Hennessy’s The Grown-Up Detective Agency combines two completely different fictional registers: it is both a deeply ironic detective story and a romantic comedy. The detective story is committed to deny all our ideas of meaning and purpose; every single character in it turns out to be a parodic shell of a human being, and things would have turned out no different if the protagonist had done absolutely nothing. The romantic comedy, on the other hand, moves the protagonist from a deep abyss of estrangement from both self and others to a reconciliation where all things are made new. Juxtaposing these two stories is a bold move by Hennessy, and I love the audacity. Whether it really works is a different matter.
There are several areas in which the game simply excels. It is beautifully presented. The character portrait visuals are a great addition and deserve special mention. The writing is crisp and funny, managing to give us a whole set of distinctive characters in far fewer words than a less experience and gifted writer would need. The ironies about the passage of time are sometimes perhaps too artificial or obvious (folding phones, rising rents) but more often they work, and when they do they combine well with the contrast between young and slightly older Bell Park. Throughout there is something touching about the way in which the older Bell Park is judged – self-judged – through a confrontation with her younger self. This is not a detective game. It is a game about how we could justify our lives to our younger selves; and its message is, on the one hand, that we could not; but, on the other hand, that realising this can spurn us towards growth and reconciliation.

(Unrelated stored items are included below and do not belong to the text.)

PR #1404, opened 2026-08-05
 feat: track installation status and pending errors on reconnection 

bruno-fs:
Add Boss context to track installation status and pending errors, allowing the progress screen to recover state when a remote user reconnects. Rework InstallationProgress to branch on backend status instead of always starting a new installation.

Add reconnection tests for non-critical and fatal error cases.

Resolves: INSTALLER-4815
Related: INSTALLER-4824
Assisted-by: Claude Opus 4.6

### DIFF
--- a/src/components/app.jsx
+++ b/src/components/app.jsx
@@ -34,7 +34,7 @@ export const ApplicationLoading = () => (
     </PageSection>
 );
 
-export const Application = ({ conf, dispatch, isFetching, onCritFail, osRelease, reportLinkURL, setShowStorage, showStorage }) => {
+export const Application = ({ conf, dispatch, installationStatus, isFetching, onCritFail, osRelease, reportLinkURL, setShowStorage, showStorage }) => {
     const [storeInitialized, setStoreInitialized] = useState(false);
     const [currentStepId, setCurrentStepId] = useState();
     const address = useAddress(onCritFail);
@@ -75,7 +75,7 @@ export const Application = ({ conf, dispatch, isFetching, onCritFail, osRelease,
     }, [address, automatedInstall, conf, dispatch, onCritFail]);
 
     // Postpone rendering anything until we read the dbus address and the default configuration
-    if (!address || !storeInitialized) {
+    if (!address || !storeInitialized || !installationStatus) {
         debug("Loading initial data...");
         return <ApplicationLoading />;
     }
@@ -210,6 +210,7 @@ export const ApplicationWithErrorBoundary = () => {
                     <Application
                       conf={conf}
                       dispatch={dispatch}
+                      installationStatus={state.boss.installationStatus}
                       isFetching={state.misc.isFetching}
                       onCritFail={onCritFail}
                       osRelease={osRelease}
--- a/src/components/installation/InstallationProgress.jsx
+++ b/src/components/installation/InstallationProgress.jsx
@@ -55,6 +55,8 @@ export const InstallationProgress = ({ automatedInstall, onCritFail }) => {
     useAutoReboot(status, automatedInstall);
 
     useEffect(() => {
+        const failureCtx = { context: _("Installation of the system failed") };
+
         const connectToTask = (taskPath, shouldStart) => {
             const taskProxy = new BossClient().client.proxy(
                 "org.fedoraproject.Anaconda.Task",
@@ -116,9 +118,7 @@ export const InstallationProgress = ({ automatedInstall, onCritFail }) => {
             taskProxy.wait(() => {
                 addEventListeners();
                 if (shouldStart) {
-                    taskProxy.Start().catch(onCritFail({
-                        context: _("Installation of the system failed"),
-                    }));
+                    taskProxy.Start().catch(onCritFail(failureCtx));
                 } else {
                     getSteps({ task: taskPath })
                             .then(
@@ -137,14 +137,10 @@ export const InstallationProgress = ({ automatedInstall, onCritFail }) => {
                         installWithTasks()
                                 .then(
                                     tasks => connectToTask(tasks[0], true),
-                                    onCritFail({
-                                        context: _("Installation of the system failed"),
-                                    })
+                                    onCritFail(failureCtx)
                                 );
                     }
-                }, onCritFail({
-                    context: _("Installation of the system failed"),
-                }));
+                }, onCritFail(failureCtx));
     }, [onCritFail]);
 
     const submitErrorDecision = (shouldContinue) => {
--- a/src/components/installation/InstallationProgress.jsx
+++ b/src/components/installation/InstallationProgress.jsx
@@ -32,6 +32,7 @@ const _ = cockpit.gettext;
 const N_ = cockpit.noop;
 const SCREEN_ID = "anaconda-screen-progress";
 const DETAIL_TYPE_YESNO = "yesno";
+const PROGRESS_STEPS_DONE = 4;
 
 const progressStepsMap = {
     BOOTLOADER_INSTALLATION: 2,
@@ -109,7 +110,7 @@ export const InstallationProgress = ({ automatedInstall, onCritFail }) => {
                 });
                 taskProxy.addEventListener("Succeeded", () => {
                     setStatus("success");
-                    setCurrentProgressStep(4);
+                    setCurrentProgressStep(PROGRESS_STEPS_DONE);
                 });
             };
             taskProxy.wait(() => {
@@ -211,11 +212,11 @@ export const InstallationProgress = ({ automatedInstall, onCritFail }) => {
               paragraph={
                   <Flex direction={{ default: "column" }}>
                       <Content component="p">
-                          {currentProgressStep < 4
+                          {currentProgressStep < PROGRESS_STEPS_DONE
                               ? progressSteps[currentProgressStep].description
                               : cockpit.format(_("To begin using $0, reboot your system."), osRelease.PRETTY_NAME)}
                       </Content>
-                      {currentProgressStep < 4 && (
+                      {currentProgressStep < PROGRESS_STEPS_DONE && (
                           <>
                               <FlexItem spacer={{ default: "spacerXl" }} />
                               <ProgressStepper isCenterAligned>
--- a/src/components/installation/InstallationProgress.jsx
+++ b/src/components/installation/InstallationProgress.jsx
@@ -101,16 +101,7 @@ export const InstallationProgress = ({ automatedInstall, onCritFail }) => {
                     });
                 });
                 categoryProxy.addEventListener("ErrorRaised", (_, message, detailType) => {
-                    if (detailType === DETAIL_TYPE_YESNO) {
-                        setErrorDialogData({
-                            categoryProxy,
-                            message,
-                        });
-                    } else {
-                        setStatus("danger");
-                        categoryProxy.RespondToError(false);
-                        onCritFail()({ message });
-                    }
+                    handleError(message, detailType, categoryProxy);
                 });
                 taskProxy.addEventListener("Succeeded", () => {
                     setStatus("success");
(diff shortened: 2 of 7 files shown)


src/components/installation/InstallationProgress.jsx
```diff
@@ -124,27 +128,41 @@ export const InstallationProgress = ({ automatedInstall, onCritFail }) => {
...
-                    context: _("Installation of the system failed"),
-                }));
-    }, [onCritFail]);
+        if (installationStatus === INSTALLATION_STATUS.SUCCEEDED) {
+            setStatus("success");
+            setCurrentProgressStep(PROGRESS_STEPS_DONE);
+            setSteps([]);
+        } else if (installationStatus === INSTALLATION_STATUS.FAILED) {
+            onCritFail()({ message: pendingError.message });
+        } else if (installationStatus === INSTALLATION_STATUS.RUNNING) {
```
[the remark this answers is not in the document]
bruno-fs: being undefined is not an issue given the initial state this PR sets for boss
```js
 export const bossInitialState = {
    installationStatus: null,
    pendingError: { message: "", type: "" },
};
```

but we might wanto to use a fallbackmessage

src/components/installation/InstallationProgress.jsx
```diff
@@ -110,7 +114,7 @@ export const InstallationProgress = ({ automatedInstall, onCritFail }) => {
                 });
                 taskProxy.addEventListener("Succeeded", () => {
                     setStatus("success");
-                    setCurrentProgressStep(4);
+                    setCurrentProgressStep(PROGRESS_STEPS_DONE);
```
KKoukiou, line 108: Belongs to the previous commit

src/components/installation/InstallationProgress.jsx
```diff
@@ -125,27 +129,48 @@ export const InstallationProgress = ({ automatedInstall, onCritFail }) => {
...
+        } else if (installationStatus === INSTALLATION_STATUS.FAILED) {
+            onCritFail()({ message: pendingError.message });
+        } else if (installationStatus === INSTALLATION_STATUS.RUNNING) {
+            getActiveInstallationTask().then(activeTask => {
+                if (activeTask) {
+                    connectToTask(activeTask, false);
+                } else {
+                    // this should be impossible, but will guard against (and log) just in case...
+                    debug("Installation status is RUNNING but no active task found, starting installation");
+                    installWithTasks().then(
```
KKoukiou: I guess since this is impossible we should not try to start the installation again.. I would drop this code apart from the debug log.

src/components/installation/InstallationProgress.jsx
```diff
@@ -125,27 +129,48 @@ export const InstallationProgress = ({ automatedInstall, onCritFail }) => {
...
-                }));
-    }, [onCritFail]);
+        if (installationStatus === INSTALLATION_STATUS.SUCCEEDED) {
+            setStatus("success");
+            setCurrentProgressStep(PROGRESS_STEPS_DONE);
+            setSteps([]);
+        } else if (installationStatus === INSTALLATION_STATUS.FAILED) {
+            onCritFail()({ message: pendingError.message });
+        } else if (installationStatus === INSTALLATION_STATUS.RUNNING) {
+            getActiveInstallationTask().then(activeTask => {
```
KKoukiou: You can also use if you like: const activeTask = awaita getActiveInstallationTask, it will make the code nicer.

src/components/app.jsx
```diff
@@ -69,13 +70,17 @@ export const Application = ({ conf, dispatch, isFetching, onCritFail, osRelease,
         document.addEventListener("click", allowExternalNavigation);
 
         new BossClient(address, dispatch).init({ automatedInstall, conf })
+                .then(() => Promise.all([
```
KKoukiou: These belong to the init method of the BossClient.

rvykydal (approved):
Looks good to me.
I wonder if it makes sense to add reload() check (test) also for installation successfully completed.

bruno-fs:
> I wonder if it makes sense to add reload() check (test) also for installation successfully completed.

There's a bug (INSTALLER-4825) preventing that from working properly. I shall fix it soon, I have a patch for that =D

src/components/installation/InstallationProgress.jsx
```diff
@@ -41,6 +40,8 @@ const progressStepsMap = {
     SYSTEM_CONFIGURATION: 3,
 };
 
+const PROGRESS_STEPS_DONE = Math.max(...Object.values(progressStepsMap)) + 1;
```
M4rtinK: Seem a bit complicated, why not just assign it a number like the other steps ? I don't think we expect those to be very dynamic.

src/components/installation/InstallationProgress.jsx
```diff
@@ -125,27 +129,48 @@ export const InstallationProgress = ({ automatedInstall, onCritFail }) => {
...
-                }, onCritFail({
-                    context: _("Installation of the system failed"),
-                }));
-    }, [onCritFail]);
+        if (installationStatus === INSTALLATION_STATUS.SUCCEEDED) {
+            setStatus("success");
+            setCurrentProgressStep(PROGRESS_STEPS_DONE);
+            setSteps([]);
+        } else if (installationStatus === INSTALLATION_STATUS.FAILED) {
+            onCritFail()({ message: pendingError.message });
```
M4rtinK: Does this also somehow handle also non fatal errors ? E.g. those where user has the additional option of continuing the installation instead of the always present option to abort.

src/reducer.js
```diff
@@ -42,6 +42,14 @@ export const localizationInitialState = {
     xlayouts: undefined,
 };
 
+export const INSTALLATION_STATUS = { FAILED: 4, NOT_STARTED: 1, RUNNING: 2, SUCCEEDED: 3 };
```
M4rtinK: Wasn't there already a listing of states defined in the first commit, or is this different ?

M4rtinK (approved):
Looking good - just adding a few questions/suggestions. :)

src/components/installation/InstallationProgress.jsx
bruno-fs: non fatal errors are handled in a distinct code path. they don't have a specific status (they occur during the RUNNING phase and are detected due to the presence of the pending errors)

src/reducer.js
bruno-fs: no. the first commit is tangent to the installation progress. 

maybe using a int enum for tracking this particular state was a mistake. using actual strings might make this clearer. what do you think?

src/components/installation/InstallationProgress.jsx
```diff
@@ -129,45 +120,56 @@ export const InstallationProgress = ({ automatedInstall, onCritFail }) => {
...
-                            setErrorDialogData({
-                                categoryProxy,
-                                message: pendingError.message,
-                            });
-                        } else {
-                            setStatus("danger");
-                            onCritFail()({ message: pendingError.message });
-                        }
-                    }
+                    handleError(pendingError.message, pendingError.type, categoryProxy);
```
bruno-fs, line 121: here is where we are handling non critical errors

src/components/installation/InstallationProgress.jsx
bruno-fs: I commented there to make it easier to link back here

https://github.com/rhinstaller/anaconda-webui/pull/1404/commits/1e10d46c0366073d4345d519a3e1f6e1e41a8d5b#r3752711329

src/components/installation/InstallationProgress.jsx
bruno-fs: yeah, maybe it could be achieved in a simpler way. my pythonista 🐍 brain was expecting something like `max(progress_step_map.values()) +1`.

I initially set it to 4, and then thought "huh, but if we update these steps?"

src/reducer.js
bruno-fs:
```suggestion
export const INSTALLATION_STATUS = { FAILED: "FAILED", NOT_STARTED: "NOT_STARTED", RUNNING: "RUNNING", SUCCEEDED: "SUCEEDED" };
```
If we change to strings would this be more clear? I will need the backend too to match this

src/components/installation/InstallationProgress.jsx
M4rtinK: Well, this is all in Javascript, right ? E.g. not passing the status codes via RPC from the Python backend to the Javascript frontend. So it should always be a constant & its not really relevant what the value is, just that it is distinct and always maps to the same constant. We also don't need support long term persistence.

So if we add another state, we just add another constant with a distinct value.

src/components/installation/InstallationProgress.jsx
M4rtinK: Sounds good then - I guess that we make sure to show even non fatal errors on reconnection, right ? :)

src/reducer.js
M4rtinK: Yep, I like this much more - as I've mentioned in my previous comment, we really should always use the constants across the whole Web UI codebase & never do comparisons against anything else than the constants.

But having the constant value actually by a descriptive string also helps - if things crash or the value ends up somewhere wrong, it will be much easier to identify what went wrong. :)

src/components/installation/InstallationProgress.jsx
M4rtinK: ACK, thanks. :)

src/components/app.jsx
bruno-fs: I was afraid of adding circular imports there (boss-actions import `getInstallationStatus`  from `BossClient`, then `BossClient` imports `getInstallationStatusAction` from boss-actions back?). It will work if I get rid of boss-actions.js... WDYT?

src/components/installation/InstallationProgress.jsx
bruno-fs: k, will set it to 4. if it ever needs updates it won't go unnoticed anyways...

src/components/app.jsx
KKoukiou: Fine to leave this as is - sorry

bruno-fs: no problem :)

src/components/installation/InstallationProgress.jsx
bruno-fs: yes, this is the bit that's doing that. There's another part of the code that is handling that based on the event, I think. Futhermore, this PR is adding a page reload to that causes a non critical error and making sure the error is visible :)

src/components/installation/InstallationProgress.jsx
bruno-fs: mmmm if it wasn't for the error handling I would agree, but including error handling it looks almost the same thing to me, but doesn't follow the pattern on the rest of the code IMO
```js
try {
          const activeTask = await getActiveInstallationTask();
          if (activeTask) {
              connectToTask(activeTask, false);
          } else {
              debug("Installation status is RUNNING but no active task found, starting installation");
              startNewInstallation();
          }
      } catch (error) {
          onCritFail({ context: _("Installation of the system failed") })(error);
      }
```
unless we also refactor `getActiveInstallationTask` to autocatch errors and run `onCritFail`, then, yeah, it would be a lot nicer. just

```
const activeTask = await getActiveInstallationTask();
```
mmmm maybe I should do this refactor too 🤔 

EDIT: ugh, no that wont work and I guess we also need to catch errors raised by connectToTask - that's the risky one. I will keep it as is for now because I couldn't figure out a way to make it look nicer 😢 

EDIT2: @KKoukiou told me in a DM we are moving away from the other pattern. In this case I will change things to use await.

src/reducer.js
bruno-fs: https://github.com/rhinstaller/anaconda/pull/7230

src/components/installation/InstallationProgress.jsx
bruno-fs: should we throw an error too? because I don't see a way for the installation to continue if this happens and users would get stuck here.

src/components/installation/InstallationProgress.jsx
bruno-fs: done! thanks for catching that :)

src/components/installation/InstallationProgress.jsx
bruno-fs: any thoughts, @M4rtinK ?

bruno-fs: Ok, with a fresh perspective I made my mind: I think this needs to stay because this is a harmless call. If it is redundant (and it should be), the backend is already guarded against multiple calls https://github.com/rhinstaller/anaconda/blob/cafe81f3058cc31c03cd734ffc1d4469c572d669/pyanaconda/modules/boss/boss.py#L191-L193

If for whatever reason this branch is being reached we would be able to spot this message on logs.

Alternatively, we could throw an error to fail loudbly.

bruno-fs: we decided to go with an audible failure!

So there’s a lot to like about this game, but I ended up feeling that it didn’t quite work. One factor in this is that the detective plot and all its characters are so inane that they fail to capture our attention. At no point are we under the impression that anything is at stake in the investigation. At no point are its main characters anything but the butts of jokes. Several reviewers claimed that this part of the plot is a persiflage of heterosexuality, and the game seems to hint at this as well. But if that is what it is, it falls flat. Sure, some people may believe that heterosexual men have no women friends; or that they think friendship consists in getting drunk together. But those are extremely tired stereotypes which only the most skilled alchemist could turn into the gold of comedy. I’m not seeing that here. There was just shallowness and boredom in this part of the tale. The game was still very much worth playing because of the excellent writing and the interaction between the two Bell Parks; but the game wasn’t being helped by its detective plot.

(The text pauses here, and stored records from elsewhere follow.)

PR #1408, opened 2026-08-10
Test incomplete kickstart timezone

adamkankovsky:


test/kickstarts/TestKickstartAutomatedIncompleteTimezone-testBasic.ks
```diff
@@ -0,0 +1,23 @@
+bootloader --timeout=1
```
KKoukiou: test/kickstarts/TestKickstartAutomatedIncomplete-testBasic.ks

This covers this scenario. Can't you reuse that test?

src/apis/timezone.js
```diff
@@ -104,8 +104,11 @@ export const getKickstarted = () => {
  * @param {string} params.timezone - The timezone to set (e.g. 'Europe/Prague')
  * @returns {Promise<void>}
  */
-export const setTimezone = ({ timezone }) => {
-    return callClient("SetTimezoneWithPriority", [timezone, 90]);
+export const setTimezone = async ({ timezone }) => {
+    await callClient("SetTimezoneWithPriority", [timezone, 90]);
+    // Mark timezone as user-configured so incomplete kickstarts (no timezone
+    // command) can proceed after the user sets one in the Date & Time UI.
+    TimezoneClient.instance?.dispatch?.(setTimezoneAction({ timezone, userConfigured: true }));
```
KKoukiou: We should listen to Timezone PropertyChanges signal and then emit an action asynchronously - not do it here.

KKoukiou (changes requested):

test/kickstarts/TestKickstartAutomatedIncompleteTimezone-testBasic.ks
adamkankovsky: Unfortunately, that won't work it's a different Kickstart and, more importantly, a different workflow.

src/components/datetime/usePageComplete.js
```diff
@@ -22,7 +23,8 @@ export const usePageComplete = ({ automatedInstall, isHidden } = {}) => {
         return true;
     }
     const kickstarted = tz?.kickstarted;
-    if (automatedInstall && !kickstarted) {
+    const userConfigured = tz?.userConfigured;
+    if (automatedInstall && !kickstarted && !userConfigured) {
```
KKoukiou, line 27: Can't we just check that the timezone is set? (aka timezone is not None)?

test/check-kickstart-automated
```diff
@@ -276,43 +276,64 @@ class TestKickstartAutomatedIncomplete(VirtInstallMachineCase):
...
 
-        # Wait for completeness of accounts
-        # Note: also makes sure that the button state stabilizes for the next check
         b.wait_in_text(f"#{i.steps.REVIEW}-target-system-account",
                        "The following user will be created")
+        r.check_timezone("Europe/Prague")
         i.check_next_disabled(disabled=False)
 
+        i.begin_installation(needs_confirmation=False, button_text="Install")
+        p.wait_done()
```
KKoukiou: I don't see the reason that the installation is performed, since we dont check anything post reboot. Its enough to check that the installation can actually start (button is not disabled) and keep the tests non-destructive.

test/check-kickstart-automated
```diff
@@ -280,37 +280,50 @@ class TestKickstartAutomatedIncomplete(VirtInstallMachineCase):
...
         i = Installer(b, m, scenario="use-configured-storage-kickstart")
+        r = Review(b, m)
+        dt = DateAndTime(b, m)
         u = Users(b, m)
 
         b.open("/cockpit/@localhost/anaconda-webui/index.html")
 
-        # Wait for warning notification about incompleteness of accounts
-        # Note: also makes sure that the button state stabilizes for the next check
         b.wait_in_text(f"#{i.steps.REVIEW}-incomplete-configuration",
```
KKoukiou, line 301: We can / should check that both accounts and timezone are marked with warning here.

KKoukiou (approved):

The second factor is the fact that the romantic plot also doesn’t quite work. The protagonist gets together with Bridget. That’s great. I’m the kind of guy who cries at the end of the Pride and Prejudice mini series, even when I watch it for the fifth time (and while my wife is casting bewildered and dry-eyed looks at me), so I’m definitely here for this kind of ending. But the whole game is built around the idea that it is still-quite-young Bell Park’s confrontation with very-young Bell Park that leads to this outcome. And the problem with that idea is that Bridget is presented as such a wise and understanding person, and that the interaction between the two Park’s about this topic is presented as so limited, that we absolutely cannot understand why Bridget herself was not able to get her lover to see the truth. It turns out to be so easy for the protagonist to see the error of her ways, that obviously Bridget would have been able to show it to her over the course of a few soul-searching late-night conversations. And if somehow she couldn’t, then there was a lot more wrong with the relationship than we are being shown.
Did I enjoy The Grown-Up Detective Agency? Absolutely. Did it convince me of the truth of its fiction? No, it did not. And that’s why I end up a little bit ambivalent about the game.